- **Input for this task**:

PR #298, opened 2016-10-24
Use shared lint config: eslint-config-scratch

rschamp:
Towards more consistent style across our JS projects, I've added a centralized ESLint configuration at https://github.com/LLK/eslint-config-scratch.  This PR installs the config and updates the syntax to match its expectations.

Since it's a centralized config to be used in all our projects, the rules should be a collective decision so I assigned a bunch of people who might care.  If any of these changes annoy you, let's talk about it.  I just created it based on what I thought made sense, and then removed rules as I tried to lint this repo.

A few of the rules that required most of the changes:
- [`'func-style': ['error', 'expression']`](http://eslint.org/docs/rules/func-style): Functions should be written in the form `var functionName = function () {}`. This ensures that functions are defined before they're used, which makes code easier to understand as it's read. It also forces the code to be written as it will be executed. The declaration style `function functionName () {}` relies on functions to be automatically hoisted to the top of the file.
- [`'space-before-function-paren': ['error', 'always']`](http://eslint.org/docs/rules/space-before-function-paren): This is the style we've been using elsewhere. Thankfully you can automatically apply this rule to existing code by running `eslint` with the `--fix` argument.
- [`'camelcase': ['error']`](http://eslint.org/docs/rules/camelcase): All variables should be written in "camelCase" style, without underscores. This improves consistency of naming.  There is a convention in this codebase to name options with a mix of underscore and camelcase, like `opt_optionName`.  These have been renamed `optOptionName`.  Unfortunately there's no way to configure a pattern for allowed variable names to include the `opt_` prefix.
- [`'eqeqeq': ['error']`](http://eslint.org/docs/rules/eqeqeq): Always using `===` or `!==` leads to fewer ["wat?"](https://www.destroyallsoftware.com/talks/wat) errors
- [`'no-undefined': ['error']`](http://eslint.org/docs/rules/no-undefined): Don't use `undefined`. This rule is mostly to ensure consistency in syntax across the projects in the way we use `undefined`, but also avoids similar errors to those avoided by the `===` rule.


src/engine/execute.js
```diff
@@ -197,16 +196,16 @@ var execute = function (sequencer, thread) {
...
-                runtime.startHats(requestedHat, opt_matchFields, opt_target)
+                runtime.startHats(requestedHat, optMatchFields, optTarget)
             );
         },
         ioQuery: function (device, func, args) {
             // Find the I/O device and execute the query/function call.
             if (runtime.ioDevices[device] && runtime.ioDevices[device][func]) {
                 var devObject = runtime.ioDevices[device];
-                return devObject[func].call(devObject, args);
+                return devObject[func](args);
```
rschamp: http://eslint.org/docs/rules/no-useless-call

src/blocks/scratch3_motion.js
```diff
@@ -149,10 +149,10 @@ Scratch3MotionBlocks.prototype.ifOnEdgeBounce = function (args, util) {
...
     var stageWidth = this.runtime.constructor.STAGE_WIDTH;
     var stageHeight = this.runtime.constructor.STAGE_HEIGHT;
-    var distLeft = Math.max(0, stageWidth / 2 + bounds.left);
-    var distTop = Math.max(0, stageHeight / 2 - bounds.top);
-    var distRight = Math.max(0, stageWidth / 2 - bounds.right);
-    var distBottom = Math.max(0, stageHeight / 2 + bounds.bottom);
+    var distLeft = Math.max(0, (stageWidth / 2) + bounds.left);
+    var distTop = Math.max(0, (stageHeight / 2) - bounds.top);
+    var distRight = Math.max(0, (stageWidth / 2) - bounds.right);
+    var distBottom = Math.max(0, (stageHeight / 2) + bounds.bottom);
```
rschamp, line 155: http://eslint.org/docs/rules/no-mixed-operators

src/blocks/scratch3_operators.js
```diff
@@ -79,10 +79,10 @@ Scratch3OperatorsBlocks.prototype.random = function (args) {
     var nTo = Cast.toNumber(args.TO);
     var low = nFrom <= nTo ? nFrom : nTo;
     var high = nFrom <= nTo ? nTo : nFrom;
-    if (low == high) return low;
+    if (low === high) return low;
     // If both arguments are ints, truncate the result to an int.
     if (Cast.isInt(args.FROM) && Cast.isInt(args.TO)) {
-        return low + parseInt(Math.random() * ((high + 1) - low));
+        return low + parseInt(Math.random() * ((high + 1) - low), 10);
```
rschamp, line 85: http://eslint.org/docs/rules/radix

src/engine/adapter.js
```diff
@@ -41,7 +27,21 @@ function domToBlocks (blocksDOM) {
...
+ * @param {Object} e `Blockly.events.create`
+ * @return {Array.<Object>} List of blocks from this CREATE event.
+ */
+module.exports = function (e) {
+    // Validate input
+    if (typeof e !== 'object') return;
+    if (typeof e.xml !== 'object') return;
+
+    return domToBlocks(html.parseDOM(e.xml.outerHTML));
+};
```
rschamp, line 44: http://eslint.org/docs/rules/no-use-before-define

src/engine/execute.js
```diff
@@ -76,12 +77,10 @@ var execute = function (sequencer, thread) {
...
                     sequencer.retireThread(thread);
                 }
-            } else {
+            } else if (!resolvedValue) {
                 // Not an edge-activated hat: retire the thread
                 // if predicate was false.
-                if (!resolvedValue) {
-                    sequencer.retireThread(thread);
-                }
+                sequencer.retireThread(thread);
```
rschamp: http://eslint.org/docs/rules/no-lonely-if

src/engine/execute.js
```diff
@@ -133,8 +132,8 @@ var execute = function (sequencer, thread) {
         var input = inputs[inputName];
         var inputBlockId = input.block;
         // Is there no value for this input waiting in the stack frame?
-        if (typeof currentStackFrame.reported[inputName] === 'undefined'
-            && inputBlockId) {
+        if (typeof currentStackFrame.reported[inputName] === 'undefined' &&
+            inputBlockId) {
```
rschamp, line 138: http://eslint.org/docs/rules/operator-linebreak

src/import/sb2import.js
```diff
@@ -214,44 +215,44 @@ function flatten (blocks) {
...
-function parseProcedureArgMap (procCode) {
+var parseProcedureArgMap = function (procCode) {
     var argMap = [
         {} // First item in list is op string.
     ];
     var INPUT_PREFIX = 'input';
     var inputCount = 0;
     // Split by %n, %b, %s.
-    var parts = procCode.split(/(?=[^\\]\%[nbs])/);
+    var parts = procCode.split(/(?=[^\\]%[nbs])/);
```
rschamp, line 225: http://eslint.org/docs/rules/no-useless-escape

rschamp (commented):
I tried to explain some of the other fixes required for the new rules.  The last one I left out was using minilog rather than console. This is mostly for consistency, but also gives us the ability to log somewhere other than the console if/when we want to do that, and prefixes the messages with `vm`, which will be useful when we have messages coming from many different projects at once.

.eslintrc.js
```diff
@@ -0,0 +1,6 @@
+module.exports = {
+    extends: ['scratch', 'scratch/node'],
+    env: {
+        node: true
```
thisandagain: The `node: true` environment isn't included as part of `scratch/node`?

src/blocks/scratch3_control.js
```diff
@@ -1,19 +1,19 @@
 var Cast = require('../util/cast');
 var Timer = require('../util/timer');
 
-function Scratch3ControlBlocks(runtime) {
+var Scratch3ControlBlocks = function (runtime) {
```
thisandagain, line 4: I'm not sure I understand the usefulness of this eslint feature.

src/blocks/scratch3_motion.js
thisandagain: I'm not 100% sure about this one given, "Please Excuse My Dear Aunt Sally" but it does make things a little easier to read so 👍

src/blocks/scratch3_control.js
```diff
@@ -36,10 +36,10 @@ Scratch3ControlBlocks.prototype.getHats = function () {
     };
 };
 
-Scratch3ControlBlocks.prototype.repeat = function(args, util) {
+Scratch3ControlBlocks.prototype.repeat = function (args, util) {
     var times = Math.floor(Cast.toNumber(args.TIMES));
     // Initialize loop
-    if (util.stackFrame.loopCounter === undefined) {
+    if (typeof util.stackFrame.loopCounter === 'undefined') {
```
thisandagain, line 42: 👍

src/blocks/scratch3_control.js
```diff
@@ -102,21 +102,21 @@ Scratch3ControlBlocks.prototype.ifElse = function(args, util) {
     }
 };
 
-Scratch3ControlBlocks.prototype.stop = function(args, util) {
+Scratch3ControlBlocks.prototype.stop = function (args, util) {
     var option = args.STOP_OPTION;
-    if (option == 'all') {
+    if (option === 'all') {
```
thisandagain, line 107: 👍

src/engine/blocks.js
```diff
@@ -399,7 +399,7 @@ Blocks.prototype.blockToXML = function (blockId) {
     // Encode properties of this block.
     var tagName = (block.shadow) ? 'shadow' : 'block';
     var xy = (block.topLevel) ?
-        ' x="' + block.x +'"' + ' y="' + block.y +'"' :
+        ' x="' + block.x +'" y="' + block.y +'"' :
```
thisandagain: This is a curious fix. It makes sense, but I'm surprised we aren't enforcing spaces around operators (e.g. `'foo' + 'bar'` vs `'foo'+ 'bar'`) like we are elsewhere (e.g. `function ()`)

src/engine/execute.js
thisandagain: I'm not sure about this one.

src/engine/list.js
```diff
@@ -8,9 +8,7 @@
   * @param {Array} contents Contents of the list, as an array.
   * @constructor
   */
-function List (name, contents) {
+module.exports = function List (name, contents) {
```
thisandagain: The `'func-style': ['error', 'expression']` rule seems to be adding inconsistency to our use of the class pattern here. Before this rule was applied it seemed fairly consistent / clear:

``` js
function Foo () {
    // constructor stuff
}

Foo.prototype.bar = function () {
    // other stuff
};

module.exports = Foo;
```

We now have inconsistency:

``` js
module.exports = function Foo () {
    // ...
};
```

``` js
var Foo = function () {
    // ...
};

module.exports = Foo;
```

test/unit/util_color.js
```diff
@@ -11,25 +11,25 @@ test('decimalToHex', function (t) {
 });
 
 test('decimalToRgb', function (t) {
-    t.deepEqual(color.decimalToRgb(0), {r:0,g:0,b:0});
-    t.deepEqual(color.decimalToRgb(1), {r:0,g:0,b:1});
-    t.deepEqual(color.decimalToRgb(16777215), {r:255,g:255,b:255});
-    t.deepEqual(color.decimalToRgb(-16777215), {r:0,g:0,b:1});
-    t.deepEqual(color.decimalToRgb(99999999), {r:245,g:224,b:255});
+    t.deepEqual(color.decimalToRgb(0), {r: 0,g: 0,b: 0});
```
thisandagain: If we are going to enforce a space after the `:` we should probably also enforce a space after the `,`.

thisandagain (commented):
Thanks for pulling this together @rschamp. Mostly looks good though I left a few notes inline.

test/.eslintrc.js
```diff
@@ -0,0 +1,5 @@
+module.exports = {
```
thisandagain, line 1: Are we using `undefined` extensively in the tests?

src/engine/blocks.js
rschamp: Good catch, it looks like there's something missing re: spaces around operators.

src/engine/list.js
rschamp: I don't think this rule is very important since `no-use-before-define` keeps things understandable even with the hoisting from the declaration style.  I think I was going back and forth when I made the changes for `module.exports = function Foo () {}`.
What if it was always consistent e.g.

``` javascript
var Foo = function () {
    // ...
};

module.exports = Foo;
```

test/unit/util_color.js
rschamp: Yeah another example that something is up with operator spacing.

test/.eslintrc.js
rschamp: Yes, e.g. https://github.com/LLK/scratch-vm/blob/84bd42d734a6fac07d3c92b2e9dea97d3a303325/test/unit/util_cast.js

src/engine/execute.js
rschamp: On second look, it actually makes things less readable because you collapse the conceptual block contained in the `else { }` into another line of logic.  Removing this.

.eslintrc.js
rschamp: No... but it should be.

test/.eslintrc.js
thisandagain: Whoops! Forgetting about code I wrote. 😝

src/blocks/scratch3_looks.js
```diff
@@ -82,33 +82,33 @@ Scratch3LooksBlocks.prototype.hide = function (args, util) {
  * Matches the behavior of Scratch 2.0 for different types of arguments.
  * @param {!Target} target Target to set costume/backdrop to.
  * @param {Any} requestedCostume Costume requested, e.g., 0, 'name', etc.
- * @param {boolean=} opt_zeroIndex Set to zero-index the requestedCostume.
+ * @param {boolean=} optZeroIndex Set to zero-index the requestedCostume.
```
tmickel, line 85: note that `opt_` as a prefix seems to be a Closure/Blockly convention - this will just have us diverge from that, which I'm fine with.

src/blocks/scratch3_motion.js
tmickel: Dear before Aunt!

src/engine/execute.js
```diff
@@ -52,7 +53,7 @@ var execute = function (sequencer, thread) {
 
 
     if (!opcode) {
-        console.warn('Could not get opcode for block: ' + currentBlockId);
+        log.warn('Could not get opcode for block: ' + currentBlockId);
```
tmickel, line 56: not sure if I'm a fan of having to import log to do console things, but I guess it makes sense for final linted commits.

src/engine/list.js
tmickel: ^ I like that version myself

src/import/sb2specmap.js
```diff
@@ -22,1367 +22,1367 @@
...
+                'inputOp': 'math_number',
+                'inputName': 'NOTE'
             },
             {
-                'type':'input',
-                'inputOp':'math_number',
-                'inputName':'BEATS'
+                'type': 'input',
+                'inputOp': 'math_number',
+                'inputName': 'BEATS'
```
tmickel: for your sake I hope you had a way to automatically transform this!

tmickel (approved):
Looks sweet to me, thanks for doing all the work to investigate and apply these!!!

src/import/sb2specmap.js
rschamp: Yes, it's kind of cool — you run `npm run lint -- --fix`! Most whitespace-related rules can be automatically resolved.

src/engine/execute.js
rschamp: Reverted this one. I forgot had this argument with myself already and just made this rule a warning instead. This way you at least think about if it should be a new conceptual block or not.  Sometimes the opposite is true and it makes things more confusing than they need to be.

Thoughts on warning vs disabling it?

src/engine/list.js
thisandagain: I'm happy with any of the three patterns as long as we are consistent.

src/blocks/scratch3_motion.js
```diff
@@ -16,23 +16,23 @@ var Scratch3MotionBlocks = function (runtime) {
...
+        motion_movesteps: this.moveSteps,
+        motion_gotoxy: this.goToXY,
+        motion_goto: this.goTo,
+        motion_turnright: this.turnRight,
+        motion_turnleft: this.turnLeft,
+        motion_pointindirection: this.pointInDirection,
+        motion_pointtowards: this.pointTowards,
+        motion_glidesecstoxy: this.glide,
+        motion_ifonedgebounce: this.ifOnEdgeBounce,
+        motion_setrotationstyle: this.setRotationStyle,
```
tmickel, line 28: seems fine as long as we stick to reasonable keys. what if we have a key with non-js-identifier characters in it, like "move:steps" or whatever?

rschamp:
Updated spaces around infix operators and enforced consistent quotes around object properties: if any of the properties need quotes, then they all need quotes. Otherwise none of them should use quotes.  Also fixed the node env config @thisandagain pointed out.

src/blocks/scratch3_motion.js
tmickel: ^ oh ok I saw your comment!

thisandagain:
I think the only question I have left is the `func-style` rule / pattern consistency. Otherwise this looks 👍  to me. Any thoughts @mewtaylor @cwillisf ?

rschamp:
@thisandagain Updated to the `var Foo = function () {}; ... module.exports = Foo` style, this is what we mostly use elsewhere.

.eslintrc.js
```diff
@@ -0,0 +1,3 @@
+module.exports = {
+    extends: ['scratch', 'scratch/node']
```
cwillisf, line 2: 👍

src/blocks/scratch3_control.js
cwillisf: I agree... I have mixed feelings about this one. I understand the reasoning that defining a function before it's called can make things more readable, but it's not always possible. If you introduce a situation where `var funcA = function (...) { if (something) funcB(); }` and `var funcB = function (...) { if (something) funcA(); }` then how does this rule react?

mewtaylor (approved):
Thanks for this! With the suggestions made by others, this looks great!

src/engine/sequencer.js
```diff
@@ -219,11 +219,9 @@ Sequencer.prototype.stepToProcedure = function (thread, procedureCode) {
         var doWarp = definitionBlock.mutation.warp;
         if (doWarp) {
             thread.peekStackFrame().warpMode = true;
-        } else {
+        } else if (isRecursive) {
```
cwillisf: 👍

src/engine/execute.js
```diff
@@ -197,16 +198,21 @@ var execute = function (sequencer, thread) {
...
             // Find the I/O device and execute the query/function call.
             if (runtime.ioDevices[device] && runtime.ioDevices[device][func]) {
                 var devObject = runtime.ioDevices[device];
-                return devObject[func].call(devObject, args);
+                // @todo Figure out why eslint complains about no-useless-call
+                // no-useless-call can't tell if the call is useless for dynamic
+                // expressions... or something. Not exactly sure why it
+                // complains here.
+                // eslint-disable-next-line no-useless-call
+                return devObject[func].call(devObject[func], args);
```
cwillisf: This is different from the old code.
Also, I wonder if this would make the code easier to understand and/or suppress the `eslint` complaint:

``` js
var realFunc = devObject[func];
realFunc.call(devObject, args);
```

(Please double-check that my suggestion is equivalent to the original code...!)

cwillisf (changes requested):
Overall 👍 but I'm unsure about the `var` vs. `function` change and I think there's a typo in the latest version of the `devObject[func]` stuff.

Thanks for doing all this work! I look forward to improved consistency across our Scratch 3.0-related repositories :D

src/blocks/scratch3_control.js
rschamp: For a circular reference like this, you would need make an exception for the `no-use-before-define` rule, but the function definition style wouldn't make any difference since by the time the function was called, it would be defined.

src/engine/execute.js
rschamp: Thanks, fixed

thisandagain (approved):
Thanks for wrangling all this @rschamp

cwillisf (approved):

PR #309, opened 2016-10-24
Divide rotation center by bitmap resolution

tmickel:
I noticed the values were doubled when bmp resolution = 2. This seems to fix a lot of projects (+ SVG quirk mode).


tmickel:
(actually...should this be done by the renderer? hmm)

dekrain (approved):

PR #310, opened 2016-10-24
Improve Test Coverage

thisandagain:
## Overview
- Add test coverage for `blocks/scratch3_control` module
- Add test coverage for `io/clock` module
- Add test coverage for `io/keyboard` module
- Add test coverage for `io/mouse` module
- Add JSDoc for `io/keyboard` module
- Add JSDoc for `io/mouse` module
- Add `./coverage` directory to `.eslintignore`
- Merge `tap-unit` and `tap-integration` NPM scripts to resolve issue with code coverage reporting to [coveralls](https://coveralls.io/github/LLK/scratch-vm?branch=develop)
## Before

image
## After

image


src/io/keyboard.js
```diff
@@ -52,6 +59,11 @@ Keyboard.prototype._keyCodeToScratchKey = function (keyCode) {
     return null;
 };
 
+/**
+ * Keyboard DOM event handler.
+ * @param  {object} data DOM event.
```
tmickel: Currently the things passed to `postData` are not necessarily DOM events: https://github.com/LLK/scratch-vm/blob/develop/playground/playground.js#L171

src/io/keyboard.js
```diff
@@ -52,6 +59,11 @@ Keyboard.prototype._keyCodeToScratchKey = function (keyCode) {
...
+ * @return {void}
```
tmickel: Just wondering, why `@return {void}` instead of just excluding it?

src/io/keyboard.js
```diff
@@ -74,6 +86,11 @@ Keyboard.prototype.postData = function (data) {
     }
 };
 
+/**
+ * Get key down state for a specified Scratch key name.
+ * @param  {Any} key Scratch key argument.
```
tmickel, line 90: I think this should be `@param {string}`

tmickel: Never mind - I see that the casting is handled elsewhere.

test/unit/blocks_control.js
```diff
@@ -0,0 +1,130 @@
...
+    var c = new Control(rt);
+
+    // Test harness (mocks `util`)
+    var i = 0;
+    var repeat = 10;
+    var util = {
+        stackFrame: Object.create(null),
+        startBranch: function () {
+            i++;
+            c.repeat({TIMES: repeat}, util);
```
tmickel, line 23: This makes sense that it works but feels weird that `startBranch` is going to call `c.repeat` again. In reality `startBranch` would set up the sequencer so that we get something more like `for (var i = 0; i < 10; i++) { c.repeat{TIMES: 10}, util);}` if that makes any sense. However I'm fine with this as a unit test, I suppose...

test/unit/blocks_control.js
```diff
@@ -0,0 +1,130 @@
...
+
+    // Execute test
+    c.stop({STOP_OPTION: 'all'}, util);
+    c.stop({STOP_OPTION: 'other scripts in sprite'}, util);
+    c.stop({STOP_OPTION: 'other scripts in stage'}, util);
+    c.stop({STOP_OPTION: 'this script'}, util);
+    t.strictEqual(state.stopAll, 1);
+    t.strictEqual(state.stopOtherTargetThreads, 2);
+    t.strictEqual(state.stopThread, 1);
+    t.end();
```
tmickel, line 129: Overall these are pretty nice!

test/unit/io_clock.js
```diff
@@ -0,0 +1,34 @@
...
+    t.type(c.resume, 'function');
+    t.type(c.resetProjectTimer, 'function');
+    t.end();
+});
+
+test('cycle', function (t) {
+    var rt = new Runtime();
+    var c = new Clock(rt);
+
+    t.ok(c.projectTimer() <= 0.001);
```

- **Exercise aim**:
Among the lines above, find those that contain the word "null" and copy them.

- **Output**:
     return null;
+        stackFrame: Object.create(null),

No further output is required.